- ACTION ITEM -
Whenever a line of the entries below holds the string "opened", copy that line and return it.

- SOURCE MATERIAL -
↓↓↓

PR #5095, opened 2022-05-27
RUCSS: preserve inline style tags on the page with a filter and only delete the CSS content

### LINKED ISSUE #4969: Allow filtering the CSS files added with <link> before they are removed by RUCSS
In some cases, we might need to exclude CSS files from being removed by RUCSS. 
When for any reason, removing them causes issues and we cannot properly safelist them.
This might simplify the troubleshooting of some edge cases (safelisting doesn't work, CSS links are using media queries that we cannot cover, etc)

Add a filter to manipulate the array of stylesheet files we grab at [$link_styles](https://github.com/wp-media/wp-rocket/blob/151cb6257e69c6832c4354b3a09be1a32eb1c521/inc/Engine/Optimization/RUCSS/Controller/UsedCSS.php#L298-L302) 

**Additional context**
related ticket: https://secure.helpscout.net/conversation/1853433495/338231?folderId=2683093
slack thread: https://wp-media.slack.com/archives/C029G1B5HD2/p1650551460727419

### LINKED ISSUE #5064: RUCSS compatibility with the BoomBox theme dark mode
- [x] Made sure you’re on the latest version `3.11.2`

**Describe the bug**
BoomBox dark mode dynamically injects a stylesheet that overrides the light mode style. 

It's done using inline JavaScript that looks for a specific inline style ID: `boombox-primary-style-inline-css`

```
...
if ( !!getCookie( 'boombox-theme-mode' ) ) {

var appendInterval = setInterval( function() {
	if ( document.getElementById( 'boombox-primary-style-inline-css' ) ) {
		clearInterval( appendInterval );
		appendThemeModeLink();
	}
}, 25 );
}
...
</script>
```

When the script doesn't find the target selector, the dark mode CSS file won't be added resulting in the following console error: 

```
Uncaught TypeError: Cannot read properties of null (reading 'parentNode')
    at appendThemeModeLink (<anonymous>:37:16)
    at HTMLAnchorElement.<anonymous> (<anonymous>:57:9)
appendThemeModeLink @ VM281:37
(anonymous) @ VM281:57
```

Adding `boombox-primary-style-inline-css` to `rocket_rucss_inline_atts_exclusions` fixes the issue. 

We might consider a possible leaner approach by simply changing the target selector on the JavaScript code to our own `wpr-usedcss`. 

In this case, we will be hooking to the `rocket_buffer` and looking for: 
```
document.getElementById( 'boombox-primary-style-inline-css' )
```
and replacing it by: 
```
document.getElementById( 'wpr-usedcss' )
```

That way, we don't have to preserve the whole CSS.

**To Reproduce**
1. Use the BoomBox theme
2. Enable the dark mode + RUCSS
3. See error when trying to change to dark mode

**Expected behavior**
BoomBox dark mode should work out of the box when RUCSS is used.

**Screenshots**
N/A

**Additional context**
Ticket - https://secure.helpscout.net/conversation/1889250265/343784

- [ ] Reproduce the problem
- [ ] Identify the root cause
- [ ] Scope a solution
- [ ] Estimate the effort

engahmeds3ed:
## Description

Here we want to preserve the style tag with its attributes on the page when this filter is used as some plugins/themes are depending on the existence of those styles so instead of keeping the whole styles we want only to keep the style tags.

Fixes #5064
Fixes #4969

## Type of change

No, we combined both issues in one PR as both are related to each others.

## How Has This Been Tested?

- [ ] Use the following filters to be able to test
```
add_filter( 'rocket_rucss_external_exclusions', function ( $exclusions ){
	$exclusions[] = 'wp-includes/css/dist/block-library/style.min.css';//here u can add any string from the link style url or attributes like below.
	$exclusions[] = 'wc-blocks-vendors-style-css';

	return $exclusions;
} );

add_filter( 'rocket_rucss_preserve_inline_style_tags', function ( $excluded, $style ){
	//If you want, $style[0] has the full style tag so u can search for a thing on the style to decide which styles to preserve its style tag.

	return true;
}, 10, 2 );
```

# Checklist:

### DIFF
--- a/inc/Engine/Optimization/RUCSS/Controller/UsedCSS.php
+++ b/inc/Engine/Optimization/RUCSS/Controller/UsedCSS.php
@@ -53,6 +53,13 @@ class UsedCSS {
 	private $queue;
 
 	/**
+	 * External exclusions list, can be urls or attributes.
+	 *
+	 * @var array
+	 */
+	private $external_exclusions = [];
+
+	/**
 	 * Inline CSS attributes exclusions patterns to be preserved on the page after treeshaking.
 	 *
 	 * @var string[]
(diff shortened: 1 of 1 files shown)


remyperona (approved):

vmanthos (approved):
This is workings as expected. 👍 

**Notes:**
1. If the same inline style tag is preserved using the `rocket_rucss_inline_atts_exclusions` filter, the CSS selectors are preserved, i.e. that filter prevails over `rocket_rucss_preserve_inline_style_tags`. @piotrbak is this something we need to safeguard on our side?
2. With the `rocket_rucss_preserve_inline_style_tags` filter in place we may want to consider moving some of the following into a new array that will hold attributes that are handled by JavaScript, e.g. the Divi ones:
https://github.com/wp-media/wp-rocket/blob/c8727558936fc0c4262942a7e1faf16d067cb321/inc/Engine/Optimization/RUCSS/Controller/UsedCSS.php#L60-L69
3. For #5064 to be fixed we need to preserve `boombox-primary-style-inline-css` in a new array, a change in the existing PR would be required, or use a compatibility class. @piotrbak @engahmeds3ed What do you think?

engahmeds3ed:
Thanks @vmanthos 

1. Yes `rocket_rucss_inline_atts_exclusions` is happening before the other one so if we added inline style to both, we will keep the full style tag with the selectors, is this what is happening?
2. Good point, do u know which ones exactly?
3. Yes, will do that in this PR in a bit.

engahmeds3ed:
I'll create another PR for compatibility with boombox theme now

↑↑↑
↓↓↓

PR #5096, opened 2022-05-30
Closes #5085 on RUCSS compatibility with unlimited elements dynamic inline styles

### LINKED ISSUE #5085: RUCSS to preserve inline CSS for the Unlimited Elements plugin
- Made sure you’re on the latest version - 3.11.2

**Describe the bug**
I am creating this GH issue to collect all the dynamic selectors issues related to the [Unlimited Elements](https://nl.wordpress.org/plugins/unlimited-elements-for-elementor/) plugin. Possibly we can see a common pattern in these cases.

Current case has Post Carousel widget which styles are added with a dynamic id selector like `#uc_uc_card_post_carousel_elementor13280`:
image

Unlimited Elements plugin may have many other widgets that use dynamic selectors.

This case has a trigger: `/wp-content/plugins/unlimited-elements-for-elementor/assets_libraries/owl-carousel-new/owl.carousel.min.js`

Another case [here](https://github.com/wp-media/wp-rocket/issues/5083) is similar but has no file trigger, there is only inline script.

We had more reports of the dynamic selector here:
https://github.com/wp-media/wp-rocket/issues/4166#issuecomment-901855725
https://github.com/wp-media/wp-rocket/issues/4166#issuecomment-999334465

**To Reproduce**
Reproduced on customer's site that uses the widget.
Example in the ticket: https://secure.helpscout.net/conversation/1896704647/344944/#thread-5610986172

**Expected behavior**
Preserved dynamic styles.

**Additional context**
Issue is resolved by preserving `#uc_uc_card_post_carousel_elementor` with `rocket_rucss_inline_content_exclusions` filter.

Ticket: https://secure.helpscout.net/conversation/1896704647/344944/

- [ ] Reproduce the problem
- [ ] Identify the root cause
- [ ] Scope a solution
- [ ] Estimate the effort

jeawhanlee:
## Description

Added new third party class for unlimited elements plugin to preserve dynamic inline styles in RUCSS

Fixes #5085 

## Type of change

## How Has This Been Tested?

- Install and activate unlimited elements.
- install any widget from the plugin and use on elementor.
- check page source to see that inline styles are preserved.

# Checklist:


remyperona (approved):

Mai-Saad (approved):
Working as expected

↑↑↑

- TASK ANSWER -
PR #5095, opened 2022-05-27
PR #5096, opened 2022-05-30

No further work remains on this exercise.